• TASK TO COMPLETE
Search the listing below for the word "reading", and copy every line in which it turns up.
#### EXERCISE INPUTS
PR #2644, opened 2026-09-14
feat(catalogs/mcp): resolve UI resources and process A2UI messages inside callMcpTool

wrenj:
## What

`callMcpTool` previously handed the raw `CallToolResult` back to the host, which
had to decode it, fetch any UI template, and feed the messages to a
`MessageProcessor`. The recipe sample carried a 300-line `A2uiMcpEngine` to do
exactly that, and every other host would have had to write its own copy.

This moves that work into the catalog. The host now supplies one hook,
`getMcpClientForTool(toolName)`, plus the processor that should receive the
messages.

```diff
-createMcpCatalog(callMcpTool: McpToolCaller, onResult?: McpToolResultHandler)
+createCallMcpToolImplementation(getMcpClientForTool: McpClientResolver, processor: MessageProcessor)
```

On each call the function issues `tools/call` on the resolved client, then
collects A2UI messages from three routes:

1. A resource the result names, via `result._meta.ui.resourceUri`.
2. A resource the tool declares in `tools/list`, used when the result names
   none. Discovered once per client.
3. Messages inline in `result.content`, as an embedded resource block or a text
   block whose JSON decodes to a message or message list.

## Why

Decoding a tool result is protocol work, not application work. Keeping it in the
catalog means a host wires a resolver and a processor and is done, and the
`_meta.ui.resourceUri` convention has one implementation instead of one per
client.

## Changes

| Area | Change |
| :--- | :--- |
| `catalogs/mcp/v0_9/src/functions/callMcpTool.ts` | Resource resolution, caching, message extraction, and processing |
| `catalogs/mcp/v0_9/src/catalog.ts` → `index.ts` | `createMcpCatalog` dropped; module now re-exports the function and `MCP_CATALOG_ID` |
| `catalogs/mcp/README.md` | Rewritten wiring guide, including the lazy-catalog-array pattern and the bootstrap invocation |
| `samples/.../recipe/client/engine.ts` | Deleted, along with its tests; the app wires the catalog directly |
| `samples/.../recipe/client/app.ts` | Builds one composite Basic + MCP catalog, tracks `clientsByTool`, invokes the entrypoint tool against a scratch `DataContext` |
| `samples/.../recipe/client/app.test.ts` | New coverage for connection, routing, and entrypoint rendering |
| `vite.config.ts` | `vitest/config` with a `jsdom` environment |

## Testing

`callMcpTool.test.ts` was reworked around a fake MCP client and now asserts
against processor state: resource-created surfaces, data applied to a surface
the resource did not create, the caching path, declared-URI fallback, and
decode failures. The sample gains `app.test.ts`.


catalogs/mcp/v0_9/src/functions/callMcpTool.ts
```diff
@@ -14,69 +14,167 @@
...
+    }
+    return messages;
+  }
+
+  /**
+   * Returns the UI resource URI each tool declares, reading `tools/list` once
+   * per client.
+   */
+  function getDeclaredUiResourceUris(client: McpToolClient): Promise<Map<string, string>> {
+    let discovery = declaredUiResourceUris.get(client);
```
sugoi-yuzuru: WeakMap supports `.has`. 

Can we instead do 

```
if (declaredUiResourceUris.has(client)) {
  return declaredUiResourceUris.get(client);
}

const discovery = (async () => {
        const uris = new Map<string, string>();
        try {
          const {tools} = await client.listTools();
          for (const tool of tools ?? []) {
            const uri = readUiResourceUri(tool);
            if (uri) {
              uris.set(tool.name, uri);
            }
          }
        } catch (err) {
          console.warn('Could not query MCP tool UI resources:', err);
        }
        return uris;
      })();
      declaredUiResourceUris.set(client, discovery);
return discovery;
```

it reduces nesting and mildly improves the readability as discovery becomes `const`.

catalogs/mcp/v0_9/src/functions/callMcpTool.ts
```diff
@@ -14,69 +14,167 @@
  * limitations under the License.
  */
 
+/**
+ * `callMcpTool`: the A2UI catalog function that calls a Model Context Protocol
+ * tool and renders the A2UI messages the tool returns.
```
sugoi-yuzuru, line 19: Is there an inherent assumption that the response will include A2UI resource link? 

In my mind we expect 3 distinct MCP responses: 1) Tool response + resource pointer for A2UI payload, 2)  Tool response sans resource (e.g., A2UI datamodel update only), and 3) just a regular tool response such as text/number. 

Can we list the intended handling logic for these different types of responses in the docstring for ease-of-navigation?

sugoi-yuzuru (commented):
few comments about the scope of what utility `callMcpTool` catalog function is expected to cover.

catalogs/mcp/v0_9/src/functions/callMcpTool.ts
wrenj: Refactored 

getDeclaredUiResourceUris
 to an early return, so discovery is now a const and the body is un-nested.

One deviation from your snippet: I used get() + truthiness check instead of has() + get(). WeakMap.get() is typed Promise<...> | undefined, so the has() form would still need a non-null assertion (get(client)!) to typecheck. The single-lookup version avoids that while reading the same.

sugoi-yuzuru (approved):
########
• YOUR RESPONSE
+   * Returns the UI resource URI each tool declares, reading `tools/list` once
One deviation from your snippet: I used get() + truthiness check instead of has() + get(). WeakMap.get() is typed Promise<...> | undefined, so the has() form would still need a non-null assertion (get(client)!) to typecheck. The single-lookup version avoids that while reading the same.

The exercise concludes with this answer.